Las series buscan la gratificación instantánea porque su lógica esencial no es artística, sino económica. No buscan lectores, sino consumidores que reconozcan, como apunta Cascajosa, la imagen corporativa de la cadena generadora, incluso cuando son consumidas ilegalmente[10].
La literatura -la que de verdad puede recibir tal nombre, al menos- tiene como primer fin el artístico. No busca clientes ni consumidores, sino lectores. El mercado no es un fin, sino un medio para llegar a más lectores.

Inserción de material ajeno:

Issue #257, opened 2026-09-02
Packing moves into schema: a directory tree that mirrors a root table becomes one table instance — `schema pack`, un-opinionated by construction


gafferongames:
Owner, 2026-09-02 (Glenn, live), on enum-keyed arrays (#255): "It also may make it possible to move the table reading and packing entirely down into schema now." / "which is a WIN".

**Why it is un-opinionated now.** What made pack an opinion was linking instances into a collection by an enum key, and the key field inside each instance. With #255 the link IS the declaration (`ships [ShipType]ShipConfig`), and with #253 the JSON form of the root table IS the packed content: `{ "ships": { "Fighter": {...}, "Bomber": {...} } }` reads through the generic walk into one root instance, and `ConfigSave` writes Config.bin. No key field, no manifest, no collection concept.

**What schema adds (proposal, Rowan's, for the owner's one-line ruling on the directory rule):** `schema pack --root Config --out Config.bin <dir>` assembles ONE JSON document from a directory tree that MIRRORS the root table, then runs #253's walk and Save:

- a directory named after a field holds that field's value;
- for an enum-keyed array, one file per variant, `<Variant>.json`;
- for a bounded array, files in name order become elements (or one `<field>.json` holding the array);
- for a nested table, either `<field>.json` or a directory of its fields;
- a plain `<field>.json` at any level is the field's value verbatim;
- the root may also just be one `<Root>.json`.

The rule is structural only — the tree is the table — so it prescribes nothing about content. Output is the root table's wire bytes and nothing else; an envelope (magic, content hash, protocol id) is the caller's few lines, per SPEC-TABLES.md §1, or a documented `--envelope` flag if one recurring shape earns it (decide in the dogfood, not here). The inverse, `schema unpack`, writes the tree back from a bin via ToJson, which is the editor/tool round trip §1 promises.

**Consequence.** replicant's data engine (37k lines: table, pack, four codegens) retires whole; replicant keeps delta and objects; space vendors schema for tables and replicant for the wire. space#441 phase 2 becomes: schema pack replaces replicant pack, SchemaBin.h shrinks to the envelope.

**Held by test:** tables/examples gains a directory corpus that packs to bytes identical to Save of the hand-built instance; unpack→pack is byte-stable; hostile tree (unknown dir, two files for one variant, a variant name the enum lacks) is refused or counted per #253's rules. Gate item for schema#248; queued after #253 and #255.

gafferongames:
[...]

PR #267, opened 2026-09-02
Tables: JSON in and out of one table over the reflection descriptors — §16 (#253)

### LINKED ISSUE #253: Tables: JSON in and out of ONE table instance, driven by the reflection descriptors — the un-opinionated half of packing

gafferongames:
Closes #253. Gate item for #248.

**Rebased onto 85becbf; SPEC-TABLES.md, SPEC.md and USAGE.md are taken from main
WHOLESALE** — this branch's own §16 and every other doc edit was dropped, and the
three files are byte-identical to main. The page (#269, #273) is the source of the
rules; this PR is the C++ backend meeting them.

Dan Harmon, creador de la serie Community: "Hay una dosis muy baja de poder transformador en las series. La televisión es tóxica. Con las películas la cosa es diferente; existe una historia que evoluciona: un inicio, un nudo y un desenlace y normalmente, cuando un filme termina se permite provocar una pequeña sensación de cambio en el espectador. En la televisión eso no ocurre, los cambios no se plantean. Los guionistas conspiran para que te sientes en el sofá y veas durante siete años a los mismos personajes. Los efectos en el cerebro humano que provoca eso nunca serán mejores que leer el peor libro de la historia. Entre cientos de horas de televisión y Moby Dick lo tengo claro. A veces pienso que en realidad trabajo para el Gobierno de los Estados Unidos con el objetivo de que la gente se quede en casa viendo la televisión y no salga a quemar la Casa Blanca”.
Los libros, algunos libros al menos, puede que no cambien las cosas pero trastornan a sus lectores y en algunos casos pueden cambiar el curso de sus vidas. Leer El comité de la noche (2014) de Belén Gopegui nos sume en una profunda meditación acerca de nuestro papel como ciudadanos, planteándonos peliagudas cuestiones sobre lo que estamos haciendo o dejando de hacer para mejorar las cosas en nuestro entorno próximo. Es un libro que nos invita hacer algo más que permanecer ante la pantalla. Como explicamos en su momento hablando de la poesía de Jorge Riechmann, la literatura quizá no transforma las cosas, pero, al menos, las transtorna.
Cantidad de tiempo insumido: ver Breaking Bad supondrá casi 100 horas de tu vida. No aportará nada a tu cultura no televisiva. Sólo entenderás más chistes y algunas referencias en series y películas.
En 100 horas puedes leer El Quijote, cinco dramas shakespearianos y Anna Karénina. Esas lecturas no te convertirán en un hombre culto, pero casi. No dan referencias, sino armas conceptuales para vivir y entender el mundo.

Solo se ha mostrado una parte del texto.